Christmas was proclaimed a federal holiday by an executive order that was signed into law by President Ulysses S. Grant, June 26, 1870. Since that time, Christmas has been confirmed into law by various acts of Congress and by the States. The legality of Christmas as a federal holiday has never been challenged in any American court. The American tradition has been to observe the religious aspects of Christmas in church or in the home and the secular aspects in various public forms.
There should, therefore, be no controversy around the celebration of Christmas. Indeed wishing someone a Merry Christmas should be viewed as American as wishing someone a happy Fourth of July. The general theme of Christmas as it has come to be defined, Peace on earth, good-will toward men is a universal theme at ought to be embraced. But what about the undeniable Christian nature of Christmas? Is it appropriate for our secular government to officially recognize what is essentially a religious holiday? The answer, to a degree, is yes.

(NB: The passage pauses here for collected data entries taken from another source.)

PR #3443, opened 2026-09-04
Add ConstraintSource provenance axis and EmpiricalCarryOverConstraint

dupuypablo:
## What

Completes the **two-axis capacity-constraint model**. The severity axis
(`ConstraintSeverity` — *how* a violation is handled) is already on master. This
adds the provenance axis (`ConstraintSource` — *what authority backs the limit*),
plus the first constraint type that depends on it.

A vendor surge limit and a company K-factor may both be `HARD`, but they are not
renegotiable on the same terms. Recording the source lets a capacity report state
both *what limits production today* and *what would limit it if conformity were
enforced*.

### `CapacityConstraint`
- New `ConstraintSource` enum: `CONFORMITY_STANDARD`, `USER_RULE`,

It is an undeniable fact of history that America has been and largely remains a Christian nation. Indeed, by not establishing Christianity as a state religion, and by establishing a system of government and a society that respects religious differences and that considers all citizens to be equal under the law, America is, by its nature, a Christian nation. Christianity, unlike Islam and certain other religions, and unlike the secular political faiths of Nazism and Communism, involves a personal relationship between the believer and Jesus.
While historically Christianity has been used from time to time by secular political leaders and movements as a vehicle to obtain and enhance state power, Christianity, per se, rejects this notion. Indeed, Jesus established in his ministry the separation of church and state. Carrying forth the moral and ethical precepts of the Torah, Jesus recognized that rights emanate from the creator and not from the state.
It is indeed our Christian heritage that has made us the most successful and prosperous society ever established in human history. It is, therefore, entirely appropriate and fitting that we, as Americans, celebrate Christmas and by doing so honor and reflect upon our Christian heritage.
We forget that many early Americans used to work, go to school on Christmas.
personally, I could do without all the snowman,reindeer,santa claus junk.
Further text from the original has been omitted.